Together, they make the loop feel close enough to touch.

That was the feeling I wanted. Not a polished transcript hiding the machinery. Not an IDE that owns the whole workspace. A local harness where the runtime remains inspectable.

What Luc Is

Luc is a terminal agent harness built around these constraints:

keep the loop local;

make runtime behavior visible;

treat providers as replaceable adapters;

keep tool execution under local authority;

let tools, prompts, hooks, UI, skills, themes, packages, and extension hosts load without recompiling.

The commands are plain:

luc
luc open <id>
luc doctor
luc reload
luc rpc

The commands are not the point.

The point is what they imply.

A session can be resumed. Runtime assets can be reloaded. Provider state can be diagnosed. The same harness can be driven by a human TUI or machine-readable RPC. Local tools can be approved, logged, and inspected. Project configuration can override user configuration. Credentials can come from the environment or the OS keychain.

The model is one part of the system.

The harness owns the loop around it.

The Boundary I Trust

The useful lesson from building Luc was not that every agent tool should be small or terminal-based.

The useful lesson was that the harness matters more than I expected.

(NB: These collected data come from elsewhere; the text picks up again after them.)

PR #8520, opened 2026-09-04
test: map a provider duplicate to a SCIM conflict (AM-7620)

sagarchauhan-qa:
[AM-7620](https://gravitee.atlassian.net/browse/AM-7620)

`ProvisioningUserServiceImpl` checks for an existing username before persisting, but that check is not atomic. Two concurrent `POST /scim/Users` for the same username both pass it and race to the identity provider; the loser hits the database's unique constraint. The provider reports that as `UserAlreadyExistsException`, and `ProvisioningUserServiceImpl:342` maps it to `UniquenessException` so `ScimErrorMapper` can return a 409. Unmapped it surfaces as a 500, which is what was reported on AM-7285.

That mapping had no test. `ProvisioningUserServiceTest` had zero references to `UserAlreadyExistsException`.

- A duplicate reported by the provider is returned to the caller as a conflict, not an internal error

One method appended to `ProvisioningUserServiceTest`, plus its import. No production code touched, no existing test changed.

## :memo: Test scenarios
See jira.

n/a

**The concurrency itself is already covered**, at the layer below: `JdbcUserProvider_Test#shouldReturnUserAlreadyExists_onConcurrentCreate` runs genuinely concurrent creates and asserts every loser surfaces `UserAlreadyExistsException` rather than a raw database error. It shipped with the AM-7285 fix. What was missing was only the hop after it — the one that decides whether the customer sees 409 or 500.

**It sits with the two tests it completes.** `shouldNotCreateUserWhenUsernameAlreadyUsed` and `shouldNotCreateUserWhenExternalIdAlreadyUsed` cover the pre-check path, which was never the broken one. This covers the race that gets past them.

Verification is on [AM-7620](https://gravitee.atlassian.net/browse/AM-7620).

@gravitee-io/am

[AM-7620]: https://gravitee.atlassian.net/browse/AM-7620?atlOrigin=eyJpIjoiNWRkNTljNzYxNjVmNDY3MDlhMDU5Y2ZhYzA5YTRkZjUiLCJwIjoiZ2l0aHViLWNvbS1KU1cifQ
[AM-7620]: https://gravitee.atlassian.net/browse/AM-7620?atlOrigin=eyJpIjoiNWRkNTljNzYxNjVmNDY3MDlhMDU5Y2ZhYzA5YTRkZjUiLCJwIjoiZ2l0aHViLWNvbS1KU1cifQ

### DIFF
--- a/gravitee-am-gateway/gravitee-am-gateway-handler/gravitee-am-gateway-handler-scim/src/test/java/io/gravitee/am/gateway/handler/scim/service/ProvisioningUserServiceTest.java
+++ b/gravitee-am-gateway/gravitee-am-gateway-handler/gravitee-am-gateway-handler-scim/src/test/java/io/gravitee/am/gateway/handler/scim/service/ProvisioningUserServiceTest.java
@@ -367,25 +367,12 @@ public class ProvisioningUserServiceTest {
         verify(userRepository, never()).create(any());
     }
 
-    /**
-     * The two checks above run before the user is persisted, so they are not atomic. Two concurrent
-     * requests for the same username both pass them and race to the identity provider; the loser hits
-     * the database's unique constraint, which the provider reports as
-     * {@link UserAlreadyExistsException}. That much is covered at the provider layer by
-     * {@code JdbcUserProvider_Test#shouldReturnUserAlreadyExists_onConcurrentCreate}.
-     *
-     * <p>This pins the hop after it. {@code ScimErrorMapper} turns {@link UniquenessException} into
-     * the 409 the caller sees, so leaving the provider's exception unmapped surfaces a 500 instead —
-     * which is what was reported for {@code POST /scim/Users} on AM-7285, fixed in 4.9.27, 4.10.18,
-     * 4.11.12 and 4.12.2.
-     */
     @Test
     public void shouldNotCreateUserWhenTheProviderReportsADuplicate() {
         UserProvider userProvider = mock(UserProvider.class);
         when(userProvider.create(any())).thenReturn(Single.error(new UserAlreadyExistsException("username-1")));
 
-        // nothing exists yet, so both checks pass and the request reaches the provider — the window
-        // two concurrent creates get through together
+        // nothing exists yet, so the pre-checks pass and the request reaches the provider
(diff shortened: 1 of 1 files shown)


gravitee-am-gateway/gravitee-am-gateway-handler/gravitee-am-gateway-handler-scim/src/test/java/io/gravitee/am/gateway/handler/scim/service/ProvisioningUserServiceTest.java
```diff
@@ -366,6 +367,41 @@ public void shouldNotCreateUserWhenExternalIdAlreadyUsed() {
...
+     * requests for the same username both pass them and race to the identity provider; the loser hits
+     * the database's unique constraint, which the provider reports as
+     * {@link UserAlreadyExistsException}. That much is covered at the provider layer by
+     * {@code JdbcUserProvider_Test#shouldReturnUserAlreadyExists_onConcurrentCreate}.
+     *
+     * <p>This pins the hop after it. {@code ScimErrorMapper} turns {@link UniquenessException} into
+     * the 409 the caller sees, so leaving the provider's exception unmapped surfaces a 500 instead —
+     * which is what was reported for {@code POST /scim/Users} on AM-7285, fixed in 4.9.27, 4.10.18,
+     * 4.11.12 and 4.12.2.
+     */
```
wajb: suggestion: these javadocs are noisy in several ways and can just be dropped IMO:
- describes _other tests_ and their scope (will diverge)
- references historical jira ticket (whose git history will not align with this change)
- pins versions unnecessarily
- describes pathways it does not exercise (unreachable 500 code)

sagarchauhan-qa: Agreed on all four — dropped in 0bc078665b. The context lives on AM-7620 instead.

wajb (approved):

PR #207, opened 2017-11-22
ENH: removed LabelmapSegmentStatisticsPlugin from custom statistics

che85:
The reason for removing that plugin from the plugins list is that Measurements were duplicated.

I implemented it the way it's done in the SegmentStatisticsTest [1] although I don't think that it should be implemented that way because it "unregisters" the SegmentStatistics plugins globally since it's set on the SegmentStatisticsLogic class directly. 

Calling SegmentStatistics module afterwards, it only those plugins, that I registered for QuantitativeReporting are displayed, but all others are gone.

[1] https://github.com/Slicer/Slicer/blob/08fec03c10955e813b22886697ee2cdb346898df/Modules/Scripted/SegmentStatistics/SegmentStatistics.py#L829-L832

cc @chribaue

### DIFF
--- a/QuantitativeReporting/QRCustomizations/CustomSegmentStatistics.py
+++ b/QuantitativeReporting/QRCustomizations/CustomSegmentStatistics.py
@@ -1,8 +1,9 @@
 import logging
-
 import slicer
+
 from SlicerDevelopmentToolboxUtils.mixins import ModuleLogicMixin
 from SegmentStatistics import SegmentStatisticsLogic
+from SegmentStatisticsPlugins import ScalarVolumeSegmentStatisticsPlugin, ClosedSurfaceSegmentStatisticsPlugin
 from DICOMSegmentationPlugin import DICOMSegmentationExporter
 
 
@@ -23,6 +24,10 @@ class CustomSegmentStatisticsLogic(SegmentStatisticsLogic):
     return slicer.mrmlScene.GetNodeByID(self.getParameterNode().GetParameter("Segmentation"))
 
   def __init__(self):
+    logging.debug("CustomSegmentStatisticsLogic: only using ScalarVolumeSegmentStatisticsPlugin and "
+                  "ClosedSurfaceSegmentStatisticsPlugin")
+    SegmentStatisticsLogic.registeredPlugins = [ScalarVolumeSegmentStatisticsPlugin,
+                                                ClosedSurfaceSegmentStatisticsPlugin]
     SegmentStatisticsLogic.__init__(self)
     self.terminologyLogic = slicer.modules.terminologies.logic()
 


che85:
@chribaue The builtin `plugins` class member must not be modifiable from the outside. You should rename it to `__plugins` and invent a mechanism for users/developers to define which plugins to use when instantiating the class.

Just add an additional parameter to `__init__(..)`, that users allow to define which plugins should be visible/used for calculating segment statistics.  If that parameter is not defined, just use the ones defined in your `__plugins` member

che85:
I merged this PR since we want that to be working for RSNA

chribaue:
Hi che85,

maybe help me better to understand the reason why you want to remove the LabelmapSegmentStatisticsPlugin and what measurements are duplicated. The way you do it right now it does not just remove the LabelmapSegmentStatisticsPlugin but also other plugins that may be registered :(, like PET statistics.

You could simply disable the one plugin that you don't like, the way it's done here:
https://github.com/Slicer/Slicer/blob/08fec03c10955e813b22886697ee2cdb346898df/Modules/Scripted/SegmentStatistics/SegmentStatistics.py#L811

Or, Instead of overwriting the list of globally registered modules in your class before calling the superlass's init(), you could first call the superlass's init(), remove the plugin you don't like from self.plugins and call self.reset(). I think that should do what you want it to do. Look at the initialisier of SegmentStatisticsLogic what it does with registered modules
https://github.com/Slicer/Slicer/blob/08fec03c10955e813b22886697ee2cdb346898df/Modules/Scripted/SegmentStatistics/SegmentStatistics.py#L354-L363

Hope that helps.

fedorov:
I agree with @chribaue - for this module purposes, we should only make sure that those plugins that do not use scalar volume are excluded. It will be better to take the plugin list and exclude modules we don't need.

The background is that we didn't realize, but we have duplicate measurements because Labelmap plugin calculates the same measurement as Scalar volume plugin.

che85:
Oh yeah I totally missed the other plugins that might get registered. Sorry for the confusion. Will create a new PR with the fix.

che85:
> Or, Instead of overwriting the list of globally registered modules in your class before calling the superlass's init(), you could first call the superlass's init(), remove the plugin you don't like from self.plugins and call self.reset(). I think that should do what you want it to do. Look at the initialisier of SegmentStatisticsLogic what it does with registered modules
https://github.com/Slicer/Slicer/blob/08fec03c10955e813b22886697ee2cdb346898df/Modules/Scripted/SegmentStatistics/SegmentStatistics.py#L354-L363

I tried that already, but it didn't work for any reason

che85:
I think I found the reason why. `SegmentStatisticsParameterEditorDialog` is instantiating it's own `SegmentStatisticsLogic`.

che85:
`SegmentStatisticsParameterEditorDialog` is instantiating it's own `SegmentStatisticsLogic`[1]

Even if you set the `parameterNode` to the modified parameter node of the SegmentStatisticsLogic that does not include the LabelmapSegmentStatisticsPlugin, everything gets resetted by call [2] and [3] in which all default plugins will get used since a new instance of SegmentStatisticsLogic has been created. 

[1] https://github.com/Slicer/Slicer/blob/08fec03c10955e813b22886697ee2cdb346898df/Modules/Scripted/SegmentStatistics/SegmentStatistics.py#L269-L275

[2] https://github.com/Slicer/Slicer/blob/08fec03c10955e813b22886697ee2cdb346898df/Modules/Scripted/SegmentStatistics/SegmentStatistics.py#L274
[3] https://github.com/Slicer/Slicer/blob/08fec03c10955e813b22886697ee2cdb346898df/Modules/Scripted/SegmentStatistics/SegmentStatistics.py#L371-L378

che85:
I customized the dialog by overriding the __init__ method and that worked well [1]. One thing though that is not working right now is, opening the dialog twice 

## 1.call
image

## 2.call
image

I might take a look later again.

[1] https://github.com/che85/Reporting/commit/36ba9b176b46703f03f5a5b32a9ffab70bcfb958

fedorov:
@che85 another way to deal with this is instead of disabling plugins, go over the list of measurements, and if there is any duplication based on the combination of code+designator and modifier code+designator, then drop the duplicate. Do you see what I mean?

lassoan:
I did not follow the all the discussion above, so I just comment on this topic in general.

Slicer does not create a logic class for scripted modules on startup. Therefore, you cannot store the global SegmentStatistics plugin list in the SegmentStatistics module logic (you can of course have a list of plugins in the module logic that is initialized by default from the global SegmentStatistics plugin list). 

In scripted modules, we usually store global information like these in the `slicer` namespace. For example, for self-tests are registered like this:

```
try:
  slicer.selfTests
except AttributeError:
  slicer.selfTests = {}
slicer.selfTests['RSNA2012ProstateDemo'] = self.runTest
```

The same approach could work for registering SegmentStatistics plugins (but probably using a simple list instead of a map).

Maybe you could add a static function in SegmentStatistics.py that does this, so that you don't need to repeat these couple of lines at each place you register a plugin.

chribaue:
I agree with @fedorov, if multiple plugins produce measurements with the same DICOM codes and this causes troubles during exporting right now, simply export one of the results. The measurement values themselves should be identical.

I don't think it's a good idea that QuantiativeReporting restricts what Plugins I can use.
If you start disabling/removing or only enabling certain plugins, this certainly will confuse users or make it impossible for them to use certain plugins.

For example, I certainly want to use our PETVolumeSegmentStatisticsPlugin (which will calculates a 
"volume" measure) in the QuantiativeReporting module and I still want to have the option to use the LabelmapSegmentStatisticsPlugin as well.

fedorov:
@chribaue I agree with your point, and I also apologize the PR was merged very quickly and didn't leave time for the discussion. We discovered this issue very late in time relative to RSNA, and wanted to fix it quickly. I discussed with @che85 and we both agreed filtering of duplicated measurements is the right way going forward. That approach will be implemented after RSAN - we just didn't want to push it out at the risk of breaking something else.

A model can generate text. A provider can stream events. A tool can execute. But the harness decides what gets shown, what gets trusted, what gets persisted, what can be interrupted, what can be extended, and where local authority begins.

Those are not secondary details.

They are the product boundary.

A good harness does not make the agent magical. It makes the machinery visible enough that the user can work with it, interrupt it, reshape it, and trust where the line is drawn.

That is still the direction I want to protect.